The target of the observation was a pair of colliding galaxies with dramatically distorted shapes, known as the Antennae Galaxies. Although ALMA did not observe the entire galaxy merger, the result is the best submillimeter-wavelength image ever made of the Antennae Galaxies, showing the clouds of dense cold gas from which new stars form, which cannot be seen using visible light.
Comet studies
On 11 August 2014, astronomers released studies, using the Atacama Large Millimeter/submillimeter Array (ALMA) for the first time, that detailed the distribution of HCN, HNC, H2CO, and dust inside the comae of comets C/2012 F6 (Lemmon) and C/2012 S1 (ISON).[19][20]
Planetary formation
An image of the protoplanetary disk surrounding HL Tauri (a very young T Tauri star[21] in the constellation Taurus) was made public in 2014, showing a series of concentric bright rings separated by gaps, indicating protoplanet formation. As of 2014, most theories did not expect planetary formation in such a young (100,000-1,000,000-year-old) system, so the new data spurred renewed theories of protoplanetary development. One theory suggests that the faster accretion rate might be due to the complex magnetic field of the protoplanetary disk.[22]
Global collaboration
The Atacama Large Millimeter/submillimeter Array (ALMA), an international astronomy facility, is a partnership of Europe, North America and East Asia in cooperation with the Republic of Chile. ALMA is funded in Europe by the European Southern Observatory (ESO), in North America by the U.S. National Science Foundation (NSF) in cooperation with the National Research Council of Canada (NRC) and the National Science Council of Taiwan (NSC) and in East Asia by the National Institutes of Natural Sciences of Japan (NINS) in cooperation with the Academia Sinica (AS) in Taiwan. ALMA construction and operations are led on behalf of Europe by ESO, on behalf of North America by the National Radio Astronomy Observatory (NRAO), which is managed by Associated Universities, Inc (AUI) and on behalf of East Asia by the National Astronomical Observatory of Japan (NAOJ). The Joint ALMA Observatory (JAO) provides the unified leadership and management of the construction, commissioning and operation of ALMA. Its director is Pierre Cox.

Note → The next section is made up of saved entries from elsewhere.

PR #538, opened 2021-08-03
`quote that` and `inside quotes` changes

xavier630:
1. Adds a command to insert single quotes around text
2. Makes the command for single quotes and double quotes consistent with [keys.py](https://github.com/knausj85/knausj_talon/blob/master/code/keys.py#L159-L201)
3. Adds a 'string' option when making single quotes in order to be consistent with the 'string' command

Because this changes the behavior of the existing `quote that` and `inside quotes` commands, I'd love to get a few reviews and some discussion.

### DIFF
--- a/text/symbols.talon
+++ b/text/symbols.talon
@@ -41,7 +41,7 @@ inside (bracket | braces):
 inside percent:
 	insert("%%")
 	key(left)
-inside quotes:
+inside (quotes | string):
 	insert("''")
 	key(left)
 inside (double quotes | dubquotes):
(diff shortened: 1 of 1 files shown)


text/symbols.talon
```diff
@@ -62,7 +65,10 @@ angle that:
 percent that:
     text = edit.selected_text()
     user.paste("%{text}%")
-quote that:
+(quote | string) that:
```
rntz, line 68: `string that` is already a command, since `string` is a formatter and `<user.formatters> that` is a command. so probably just make this "quote that".

rntz (commented):
lgtm, except for a niggle about "string that" already being a command.

text/symbols.talon
xavier630: Good call, thanks

xavier630: Okay, amended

ALMA regional centre (ARC)
The ALMA regional centre (ARC) has been designed as an interface between user communities of the major contributors of the ALMA project and the JAO. Activates for operating the ARC have also divided into the three main regions involved (Europe, North America and East Asia). The European ARC (led by ESO) has been further subdivided into ARC-nodes [23] located across Europe in Bonn-Bochum-Cologne, Bologna, Ondřejov, Onsala, IRAM (Grenoble), Leiden and JBCA (Manchester).
The core purpose of the ARC is to assist the user community with the preparation of observing proposals, ensure observing programs meet their scientific goals efficiently, run a help-desk for submitting proposals and observing programs, delivering the data to principal investigators, maintenance of the ALMA data archive, assistance with the calibration of data and providing user feedback.[24]
Project detail
- At least 50 antennas of 12 m diameter located at an elevation of 5,000 m at Llano de Chajnantor Observatory, enhanced by a compact array of 4 x 12 m and 12 x 7 m antennas (consortium currently considering to build 50 or 64 )
- Imaging instrument in all atmospheric windows between 350 μm and 10 mm
- Array configurations from approximately 150 m to 14 km
- Spatial resolution of 10 milliarcseconds (10−7 radians), 10 times better than the Very Large Array (VLA) and 5 times better than the Hubble Space Telescope, but still considerably lower than the resolution achieved with optical and infrared interferometers.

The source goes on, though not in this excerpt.